**Work task**
Would you please copy each line below that includes the string "sure"?
------ Information provided ------
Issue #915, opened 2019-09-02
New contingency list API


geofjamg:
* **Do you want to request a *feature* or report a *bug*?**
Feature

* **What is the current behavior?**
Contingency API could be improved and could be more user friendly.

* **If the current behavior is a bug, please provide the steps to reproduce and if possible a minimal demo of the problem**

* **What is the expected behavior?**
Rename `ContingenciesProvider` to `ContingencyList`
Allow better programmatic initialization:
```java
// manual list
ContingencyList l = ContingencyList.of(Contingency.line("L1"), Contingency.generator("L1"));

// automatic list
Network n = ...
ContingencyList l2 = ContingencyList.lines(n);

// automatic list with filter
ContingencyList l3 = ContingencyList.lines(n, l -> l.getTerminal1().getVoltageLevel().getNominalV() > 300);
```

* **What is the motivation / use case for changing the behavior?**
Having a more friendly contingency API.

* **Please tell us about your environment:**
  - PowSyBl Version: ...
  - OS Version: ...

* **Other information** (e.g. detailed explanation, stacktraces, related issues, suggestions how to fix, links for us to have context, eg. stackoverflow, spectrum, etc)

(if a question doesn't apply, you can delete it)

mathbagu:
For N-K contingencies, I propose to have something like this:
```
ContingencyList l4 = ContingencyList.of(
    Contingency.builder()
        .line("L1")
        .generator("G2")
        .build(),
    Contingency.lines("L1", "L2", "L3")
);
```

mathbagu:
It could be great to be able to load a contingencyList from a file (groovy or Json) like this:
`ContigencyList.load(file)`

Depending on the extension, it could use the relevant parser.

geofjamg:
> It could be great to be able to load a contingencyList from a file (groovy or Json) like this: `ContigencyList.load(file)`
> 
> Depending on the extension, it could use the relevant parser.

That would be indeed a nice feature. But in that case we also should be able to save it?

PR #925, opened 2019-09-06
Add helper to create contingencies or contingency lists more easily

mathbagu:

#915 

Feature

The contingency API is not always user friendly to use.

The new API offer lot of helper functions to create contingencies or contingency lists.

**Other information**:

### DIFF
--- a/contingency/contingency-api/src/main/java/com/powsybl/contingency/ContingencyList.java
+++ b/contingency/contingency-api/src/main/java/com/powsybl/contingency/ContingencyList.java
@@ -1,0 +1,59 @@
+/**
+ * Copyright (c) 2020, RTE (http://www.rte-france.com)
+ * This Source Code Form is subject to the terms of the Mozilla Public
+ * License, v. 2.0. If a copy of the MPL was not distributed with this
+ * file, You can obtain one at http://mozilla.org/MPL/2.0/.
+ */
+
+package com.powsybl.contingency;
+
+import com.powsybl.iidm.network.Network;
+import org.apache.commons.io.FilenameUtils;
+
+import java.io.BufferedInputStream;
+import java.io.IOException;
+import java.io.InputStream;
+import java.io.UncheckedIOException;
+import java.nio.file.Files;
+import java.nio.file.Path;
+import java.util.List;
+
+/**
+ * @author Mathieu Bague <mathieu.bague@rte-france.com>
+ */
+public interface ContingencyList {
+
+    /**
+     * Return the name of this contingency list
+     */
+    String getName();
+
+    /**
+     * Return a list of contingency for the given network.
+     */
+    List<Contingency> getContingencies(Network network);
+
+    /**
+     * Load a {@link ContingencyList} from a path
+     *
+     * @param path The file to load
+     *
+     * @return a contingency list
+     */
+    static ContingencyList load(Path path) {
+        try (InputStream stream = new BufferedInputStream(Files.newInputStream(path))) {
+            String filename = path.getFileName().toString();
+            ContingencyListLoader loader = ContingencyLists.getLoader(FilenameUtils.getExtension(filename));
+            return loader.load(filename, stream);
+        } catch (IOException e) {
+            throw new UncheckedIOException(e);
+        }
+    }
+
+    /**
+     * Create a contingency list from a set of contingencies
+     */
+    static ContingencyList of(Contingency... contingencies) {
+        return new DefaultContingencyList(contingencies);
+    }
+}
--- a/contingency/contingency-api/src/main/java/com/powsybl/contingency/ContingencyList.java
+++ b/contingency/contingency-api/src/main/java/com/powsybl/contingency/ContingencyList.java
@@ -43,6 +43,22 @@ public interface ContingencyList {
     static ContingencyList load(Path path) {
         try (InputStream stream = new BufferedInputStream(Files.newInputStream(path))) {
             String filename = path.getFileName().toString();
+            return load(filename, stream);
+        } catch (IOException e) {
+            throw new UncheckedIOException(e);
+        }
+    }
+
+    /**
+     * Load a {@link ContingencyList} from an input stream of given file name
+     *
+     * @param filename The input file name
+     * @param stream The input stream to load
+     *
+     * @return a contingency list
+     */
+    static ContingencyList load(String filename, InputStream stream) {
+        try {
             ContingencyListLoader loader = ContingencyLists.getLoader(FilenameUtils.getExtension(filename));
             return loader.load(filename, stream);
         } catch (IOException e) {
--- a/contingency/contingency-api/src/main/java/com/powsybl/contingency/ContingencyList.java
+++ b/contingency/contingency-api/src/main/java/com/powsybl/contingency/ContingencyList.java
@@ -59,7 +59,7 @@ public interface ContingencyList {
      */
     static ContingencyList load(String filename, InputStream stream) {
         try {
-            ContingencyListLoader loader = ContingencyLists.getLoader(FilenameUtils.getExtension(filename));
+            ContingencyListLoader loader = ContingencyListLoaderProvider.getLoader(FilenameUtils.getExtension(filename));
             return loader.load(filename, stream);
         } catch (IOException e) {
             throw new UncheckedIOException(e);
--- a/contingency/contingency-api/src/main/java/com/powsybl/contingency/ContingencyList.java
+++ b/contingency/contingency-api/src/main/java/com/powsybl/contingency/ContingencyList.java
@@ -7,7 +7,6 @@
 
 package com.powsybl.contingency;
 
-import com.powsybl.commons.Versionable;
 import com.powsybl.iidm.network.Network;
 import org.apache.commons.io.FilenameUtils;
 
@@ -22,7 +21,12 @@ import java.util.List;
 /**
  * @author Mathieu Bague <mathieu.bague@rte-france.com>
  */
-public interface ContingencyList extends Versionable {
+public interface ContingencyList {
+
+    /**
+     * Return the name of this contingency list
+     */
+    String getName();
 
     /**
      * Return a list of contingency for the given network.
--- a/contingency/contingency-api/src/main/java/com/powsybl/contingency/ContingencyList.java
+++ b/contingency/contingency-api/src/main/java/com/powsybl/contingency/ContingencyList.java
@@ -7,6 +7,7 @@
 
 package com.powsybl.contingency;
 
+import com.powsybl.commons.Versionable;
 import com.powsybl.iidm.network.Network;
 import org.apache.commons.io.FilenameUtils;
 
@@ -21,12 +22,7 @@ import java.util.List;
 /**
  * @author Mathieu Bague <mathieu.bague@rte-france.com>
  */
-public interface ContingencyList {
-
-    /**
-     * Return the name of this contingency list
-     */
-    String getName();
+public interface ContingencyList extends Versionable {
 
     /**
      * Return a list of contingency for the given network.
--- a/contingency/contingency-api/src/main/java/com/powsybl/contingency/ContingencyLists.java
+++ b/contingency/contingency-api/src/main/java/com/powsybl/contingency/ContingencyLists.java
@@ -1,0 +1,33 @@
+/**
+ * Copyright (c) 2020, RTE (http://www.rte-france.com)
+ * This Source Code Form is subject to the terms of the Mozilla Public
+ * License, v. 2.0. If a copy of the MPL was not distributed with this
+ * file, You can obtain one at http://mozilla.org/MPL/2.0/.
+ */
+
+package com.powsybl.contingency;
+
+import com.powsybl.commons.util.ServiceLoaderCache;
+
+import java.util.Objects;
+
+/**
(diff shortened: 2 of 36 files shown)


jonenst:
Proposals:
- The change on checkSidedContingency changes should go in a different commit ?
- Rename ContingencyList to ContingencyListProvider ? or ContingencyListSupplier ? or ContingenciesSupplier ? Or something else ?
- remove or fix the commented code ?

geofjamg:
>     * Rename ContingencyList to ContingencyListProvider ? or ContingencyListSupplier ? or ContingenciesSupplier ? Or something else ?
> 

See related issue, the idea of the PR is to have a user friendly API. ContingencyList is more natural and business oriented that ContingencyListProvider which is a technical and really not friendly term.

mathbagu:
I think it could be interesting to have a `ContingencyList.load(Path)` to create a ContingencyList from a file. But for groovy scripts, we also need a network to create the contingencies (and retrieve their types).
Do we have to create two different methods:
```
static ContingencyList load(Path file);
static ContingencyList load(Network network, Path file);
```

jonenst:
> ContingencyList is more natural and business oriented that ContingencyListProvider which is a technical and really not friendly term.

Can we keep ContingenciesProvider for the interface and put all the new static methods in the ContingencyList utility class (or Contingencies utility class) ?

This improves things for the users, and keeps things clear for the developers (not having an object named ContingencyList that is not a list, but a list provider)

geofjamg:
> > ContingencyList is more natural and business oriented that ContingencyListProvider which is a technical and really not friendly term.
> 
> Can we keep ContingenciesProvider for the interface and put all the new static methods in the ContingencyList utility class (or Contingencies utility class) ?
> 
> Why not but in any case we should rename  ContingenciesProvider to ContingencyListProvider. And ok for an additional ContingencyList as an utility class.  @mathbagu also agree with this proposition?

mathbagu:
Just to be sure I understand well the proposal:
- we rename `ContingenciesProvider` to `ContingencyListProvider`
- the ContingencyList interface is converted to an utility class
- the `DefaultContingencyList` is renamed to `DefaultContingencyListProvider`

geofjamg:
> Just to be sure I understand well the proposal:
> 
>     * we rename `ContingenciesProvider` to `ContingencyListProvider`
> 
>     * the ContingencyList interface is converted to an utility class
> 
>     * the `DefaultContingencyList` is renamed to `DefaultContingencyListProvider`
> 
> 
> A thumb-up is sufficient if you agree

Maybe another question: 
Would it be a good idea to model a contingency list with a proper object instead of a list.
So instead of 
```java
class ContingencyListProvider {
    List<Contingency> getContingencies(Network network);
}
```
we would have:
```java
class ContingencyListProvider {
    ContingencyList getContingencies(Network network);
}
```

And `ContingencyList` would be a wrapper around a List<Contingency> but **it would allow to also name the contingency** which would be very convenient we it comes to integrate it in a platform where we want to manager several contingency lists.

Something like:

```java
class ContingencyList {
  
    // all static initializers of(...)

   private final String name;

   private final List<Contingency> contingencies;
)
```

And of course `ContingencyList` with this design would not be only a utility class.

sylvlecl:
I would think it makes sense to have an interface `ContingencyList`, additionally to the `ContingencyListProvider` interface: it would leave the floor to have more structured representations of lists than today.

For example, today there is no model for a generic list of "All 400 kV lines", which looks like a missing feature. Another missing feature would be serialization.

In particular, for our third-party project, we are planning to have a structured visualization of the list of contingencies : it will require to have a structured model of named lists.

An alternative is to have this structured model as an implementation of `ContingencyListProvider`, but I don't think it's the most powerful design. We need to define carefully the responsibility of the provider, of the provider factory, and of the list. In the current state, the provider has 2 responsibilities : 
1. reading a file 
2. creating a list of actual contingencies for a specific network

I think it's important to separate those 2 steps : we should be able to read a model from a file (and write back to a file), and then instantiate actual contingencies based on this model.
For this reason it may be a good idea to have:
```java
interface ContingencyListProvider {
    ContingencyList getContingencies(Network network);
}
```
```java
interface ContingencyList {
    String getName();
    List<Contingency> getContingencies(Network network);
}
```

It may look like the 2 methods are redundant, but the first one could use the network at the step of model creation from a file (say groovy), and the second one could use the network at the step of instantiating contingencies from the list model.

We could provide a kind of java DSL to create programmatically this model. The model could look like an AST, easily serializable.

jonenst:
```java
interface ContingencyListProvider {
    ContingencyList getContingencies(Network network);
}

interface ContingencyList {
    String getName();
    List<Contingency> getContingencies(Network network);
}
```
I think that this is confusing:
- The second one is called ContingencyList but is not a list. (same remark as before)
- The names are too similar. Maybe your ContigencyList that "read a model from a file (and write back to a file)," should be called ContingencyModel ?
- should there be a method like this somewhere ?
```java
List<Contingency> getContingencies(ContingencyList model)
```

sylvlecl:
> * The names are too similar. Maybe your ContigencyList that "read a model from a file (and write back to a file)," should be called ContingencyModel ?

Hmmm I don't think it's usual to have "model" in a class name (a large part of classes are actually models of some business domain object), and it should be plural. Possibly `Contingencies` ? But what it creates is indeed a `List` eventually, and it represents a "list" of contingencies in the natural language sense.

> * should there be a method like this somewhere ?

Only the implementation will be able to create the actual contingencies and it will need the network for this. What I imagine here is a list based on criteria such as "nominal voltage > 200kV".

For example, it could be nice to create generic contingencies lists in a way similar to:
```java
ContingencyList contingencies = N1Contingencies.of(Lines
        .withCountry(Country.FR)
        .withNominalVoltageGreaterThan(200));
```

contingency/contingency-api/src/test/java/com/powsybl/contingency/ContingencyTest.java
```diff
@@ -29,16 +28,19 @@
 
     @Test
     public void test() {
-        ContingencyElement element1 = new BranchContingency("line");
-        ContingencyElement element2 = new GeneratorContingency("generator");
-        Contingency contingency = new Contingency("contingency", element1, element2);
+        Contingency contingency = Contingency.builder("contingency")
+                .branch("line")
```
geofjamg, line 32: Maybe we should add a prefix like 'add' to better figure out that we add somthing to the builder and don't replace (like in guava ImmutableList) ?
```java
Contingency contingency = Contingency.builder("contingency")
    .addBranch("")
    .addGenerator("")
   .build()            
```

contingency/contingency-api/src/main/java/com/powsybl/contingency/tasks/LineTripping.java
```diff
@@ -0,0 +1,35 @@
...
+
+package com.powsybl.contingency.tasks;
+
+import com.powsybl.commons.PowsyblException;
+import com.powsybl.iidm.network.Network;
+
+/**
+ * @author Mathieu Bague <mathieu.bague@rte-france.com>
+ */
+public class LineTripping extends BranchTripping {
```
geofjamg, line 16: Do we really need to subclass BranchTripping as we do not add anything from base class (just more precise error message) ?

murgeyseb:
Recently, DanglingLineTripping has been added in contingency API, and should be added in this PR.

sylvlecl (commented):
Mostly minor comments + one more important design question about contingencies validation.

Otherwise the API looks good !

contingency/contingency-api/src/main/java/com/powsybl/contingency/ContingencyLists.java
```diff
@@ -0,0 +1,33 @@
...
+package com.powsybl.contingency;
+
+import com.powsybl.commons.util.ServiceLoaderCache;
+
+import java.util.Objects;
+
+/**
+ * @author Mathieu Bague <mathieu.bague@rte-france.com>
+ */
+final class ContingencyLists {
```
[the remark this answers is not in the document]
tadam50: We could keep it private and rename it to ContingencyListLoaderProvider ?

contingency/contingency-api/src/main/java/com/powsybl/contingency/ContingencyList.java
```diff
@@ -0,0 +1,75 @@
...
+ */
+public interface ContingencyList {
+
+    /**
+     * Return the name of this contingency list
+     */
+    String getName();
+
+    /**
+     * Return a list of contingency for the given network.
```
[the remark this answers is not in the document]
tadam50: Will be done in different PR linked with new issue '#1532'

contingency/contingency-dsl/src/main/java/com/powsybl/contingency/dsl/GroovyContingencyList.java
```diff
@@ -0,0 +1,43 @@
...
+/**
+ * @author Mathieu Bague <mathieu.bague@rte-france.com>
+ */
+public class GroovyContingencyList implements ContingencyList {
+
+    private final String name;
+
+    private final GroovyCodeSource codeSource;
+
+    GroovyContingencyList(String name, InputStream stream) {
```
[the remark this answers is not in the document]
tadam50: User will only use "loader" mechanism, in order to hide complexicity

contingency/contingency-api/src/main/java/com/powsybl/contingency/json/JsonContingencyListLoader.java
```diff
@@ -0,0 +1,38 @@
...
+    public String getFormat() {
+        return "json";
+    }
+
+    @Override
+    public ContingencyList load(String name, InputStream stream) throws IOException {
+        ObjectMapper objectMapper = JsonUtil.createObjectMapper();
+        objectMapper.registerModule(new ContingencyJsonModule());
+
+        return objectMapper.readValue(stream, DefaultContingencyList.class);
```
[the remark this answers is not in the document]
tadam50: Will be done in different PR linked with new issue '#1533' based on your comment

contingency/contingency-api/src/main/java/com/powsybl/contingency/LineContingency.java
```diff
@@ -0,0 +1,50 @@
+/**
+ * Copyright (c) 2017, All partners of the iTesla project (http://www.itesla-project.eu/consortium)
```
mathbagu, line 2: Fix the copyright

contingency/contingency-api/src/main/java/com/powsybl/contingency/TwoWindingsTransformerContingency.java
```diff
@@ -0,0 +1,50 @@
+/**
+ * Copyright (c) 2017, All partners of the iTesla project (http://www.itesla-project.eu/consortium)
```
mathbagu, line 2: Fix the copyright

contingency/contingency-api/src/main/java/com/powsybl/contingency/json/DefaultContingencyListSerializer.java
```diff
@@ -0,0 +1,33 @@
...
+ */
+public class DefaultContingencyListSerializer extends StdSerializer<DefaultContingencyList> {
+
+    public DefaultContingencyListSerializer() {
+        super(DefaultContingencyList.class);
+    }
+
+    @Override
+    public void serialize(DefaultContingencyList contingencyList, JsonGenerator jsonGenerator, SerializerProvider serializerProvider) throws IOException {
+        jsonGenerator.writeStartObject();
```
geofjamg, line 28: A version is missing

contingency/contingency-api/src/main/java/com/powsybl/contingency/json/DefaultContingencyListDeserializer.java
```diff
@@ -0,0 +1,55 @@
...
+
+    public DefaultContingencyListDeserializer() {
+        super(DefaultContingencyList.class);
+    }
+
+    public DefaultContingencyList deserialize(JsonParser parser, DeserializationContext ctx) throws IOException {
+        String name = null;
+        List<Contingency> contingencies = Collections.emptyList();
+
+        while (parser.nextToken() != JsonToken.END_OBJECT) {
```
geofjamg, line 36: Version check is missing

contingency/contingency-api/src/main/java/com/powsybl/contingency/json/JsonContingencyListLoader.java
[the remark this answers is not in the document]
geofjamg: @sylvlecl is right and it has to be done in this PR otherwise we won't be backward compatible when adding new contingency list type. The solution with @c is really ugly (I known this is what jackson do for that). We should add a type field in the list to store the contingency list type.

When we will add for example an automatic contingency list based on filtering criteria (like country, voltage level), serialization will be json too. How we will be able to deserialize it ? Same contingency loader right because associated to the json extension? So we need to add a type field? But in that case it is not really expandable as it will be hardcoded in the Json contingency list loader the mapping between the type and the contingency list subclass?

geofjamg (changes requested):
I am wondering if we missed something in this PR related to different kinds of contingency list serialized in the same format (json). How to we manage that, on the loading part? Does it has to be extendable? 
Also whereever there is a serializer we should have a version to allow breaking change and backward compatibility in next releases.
------
**Your solution**
Just to be sure I understand well the proposal:
> Just to be sure I understand well the proposal:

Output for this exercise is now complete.